The CPU “single” precision and GPU single precision are not exactly the same. CPU floating point registers are 80 bits (unless you’re using SSE) so if the variable you’re accumulating into stays in a register and never gets written out to memory until you’re done adding all the numbers I can see this causing a difference.

GPU:

32 bits + 32 bits = 32 bits

CPU:

80 bits + 32 bits = 80 bits

And also the ordering is surely different and floating point addition doesn’t commute.

Probably you’re just getting lucky that it happens to be closer to the double precision result.

If you want to add up that many numbers in single precision accurately you should use something like the kahan summation algorithm (http://en.wikipedia.org/wiki/Kahan_summation_algorithm) or multiple buckets.

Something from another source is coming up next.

PR #3437, opened 2023-09-21
[CALCITE-6020] SqlToRelConverter should not replace windowed SUM with…

kgyrtkirk:
… equivalent SUM0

Post your CPU single precision implementation. If you’re just adding the floats to a single precision accumulator in a loop, you will not get the correct result.

Hi Jim,

Yup, that’s exactly what I’m doing:

   float *p = new float[ nSize ];

    double dSumCPU = 0;

    float fSumCPU = 0;

    for( int i=0;i<nSize;i++ )

    {

        p[i] = i;

       fSumCPU += p[i];

        dSumCPU += p[i];

    }

What is the correct code?

Thanks very much!

Daren

Use the double precision accumulator. Or use the Kahan algorithm eelsen mentioned.

Thanks jim and eelsen! I used the Kahan method and now the results agree to 1e-7.

just wandering – are you sure the compiler didn’t optimize the Kahan sum back to an ordinary sum?